Some tweaking is needed to use these real data for evaluation purposes. The held-out reference data is analyzed using familywise error rate control. As such, we can assume that the maps with the set of voxels (and consequently peaks) that we call \emph{empirically activated} do not contain false positives. However, while we assume that the analysis is powerful enough to represent results on a population level, within the voxels (and consequently peaks) that appear \emph{empirically inactive}, there might be false negatives. This poses a problem for our measures of empirically derived $\pi_1$, effect size $\delta$ and power. We have derived a set of corrections for these measures to account for the presence of false negatives in the held-out data described in Appendix \ref{App.corrections}.
%First of all, the null distribution of statistics within the $t$ image are more dispersed than under the expected $t$ distribution. This affects the voxelwise analysis of the held-out data, in which we use the false discovery rate. Therefore, instead of thresholding the maps based on the observed $t$ image, we first estimate the null distribution for the held-out data using the empirical null procedure of \citet{Efron2004}. Using a maximal likelihood estimator, the mean ($\mu_0$) and the variance ($\sigma_0$) of the null distribution are estimated. Next, all maps (both held-in and held-out) are normalized as $(T-\mu_0)/\sigma_0$, with the estimates of this empirical null distribution before continuing with the voxelwise statistical analysis.
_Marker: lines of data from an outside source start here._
PR #273, opened 2017-04-14
Create multiple mysql databases based on purpose

shaidar:
As part of the ficus rollout and some re-architecting, this creates multiple mysql databases on the same host based on purpose.


salt/edx/edx_mysql.sls
```diff
@@ -0,0 +1,20 @@
...
+{% set mysql_user = salt.pillar.get('edx:ansible_vars:EDXAPP_MYSQL_USER') %}
+{% set mysql_password = salt.pillar.get('edx:ansible_vars:EDXAPP_MYSQL_PASSWORD') %}
+
+{% for db,name in edxlocal_databases.iteritems() %}
+{% for purpose in purposes %}
+edxapp_create_db_{{ name }}-{{ purpose }}:
+  mysql_database.present:
+    - name: {{ name }}-{{ purpose }}
+    - connection_user: {{ mysql_user }}
+    - connection_pass: {{ mysql_password }}
```
blarghmatey: This will need to have the host and port parameters set as well. Additionally, the credentials referenced here won't have privileges to create a database. For that we will want to leverage the `mysql-{env}/creds/admin` Vault role.

salt/edx/edx_mysql.sls
```diff
@@ -0,0 +1,20 @@
+#!jinja|yaml
+{% from "shared/edx/mitx.jinja" import edx with context %}
```
blarghmatey: This won't render properly because that jinja file is in the pillar repo.

salt/edx/edx_mysql.sls
```diff
@@ -1,20 +1,29 @@
...
   'XQUEUE_MYSQL_DB_NAME': 'xqueue',
   'EDXAPP_MYSQL_DB_NAME': 'edxapp',
   }
 %}
-{% set mysql_user = salt.pillar.get('edx:ansible_vars:EDXAPP_MYSQL_USER') %}
-{% set mysql_password = salt.pillar.get('edx:ansible_vars:EDXAPP_MYSQL_PASSWORD') %}
+{% set edxapp_mysql_creds = salt.vault.read(
+    'mysql-{env}/creds/edxapp-{purpose}'.format(
+        env=environment,
+        purpose=purpose)) %}
```
blarghmatey: This needs to be inside the for loop because the purpose variable hasn't been set at this point.

salt/edx/edx_mysql.sls
```diff
@@ -1,20 +1,29 @@
...
+{% set edxapp_mysql_host = salt.pillar.get('edx:ansible_vars:EDXAPP_MYSQL_HOST') %}
+{% set edxapp_mysql_port = salt.pillar.get('edx:ansible_vars:EDXAPP_MYSQL_PORT') %}
```
blarghmatey: If this is going to be run on the master then this pillar data won't be available. So, we will either need to use the consul dns for the host or run this on an edX node.

salt/edx/edx_mysql.sls
```diff
@@ -0,0 +1,30 @@
...
+
+{% for db,name in edxlocal_databases.iteritems() %}
+{% for purpose in purposes %}
+{% set edxapp_mysql_creds = salt.vault.read(
+    'mysql-{env}/creds/edxapp-{purpose}'.format(
+        env=environment,
+        purpose=purpose)) %}
+edxapp_create_db_{{ name }}-{{ purpose }}:
+  mysql_database.present:
+    - name: {{ name }}-{{ purpose }}
```
blarghmatey: The database names should use `_` instead of `-`

salt/edx/edx_mysql.sls
```diff
@@ -0,0 +1,30 @@
...
+
+{% for db,name in edxlocal_databases.iteritems() %}
+{% for purpose in purposes %}
+{% set edxapp_mysql_creds = salt.vault.read(
+    'mysql-{env}/creds/edxapp-{purpose}'.format(
+        env=environment,
+        purpose=purpose)) %}
+edxapp_create_db_{{ name }}_{{ purpose }}:
+  mysql_database.present:
+    - name: {{ name }}_{{ purpose }}
```
blarghmatey: You will need to do a replace in the purpose string as well. `|replace('-', '_')`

%Armin ref... Smith 2005 paper. (
%Smith, S. M., Beckmann, C. F., Ramnani, N., Woolrich, M. W., Bannister, P. R., Jenkinson, M., … McGonigle, D. J. (2005). Variability in fMRI: a re-examination of inter-session differences. Human Brain Mapping, 24(3), 248–57. doi:10.1002/hbm.20080
%crap crap crap... I never realised you did it this way! I thought you independently applied the Efron method to each and every test statistic image. What you've done now, you've 'breeched the iron wall' between held-in and held-out data, and done something that can't be replicated in actual use (i.e. a user stuck with 10 subjects can't appeal to a magical other 70 subjects to find mu_0 and sigma_0).
%But... too late now... just have to leave it. BUT IN THE FUTURE, ALWAYS REMEMBER THE IRON WALL, or, put another way "COULD I DO THIS FACET OF THE EVALUATION IF I ONLY HAD 10 subjects?"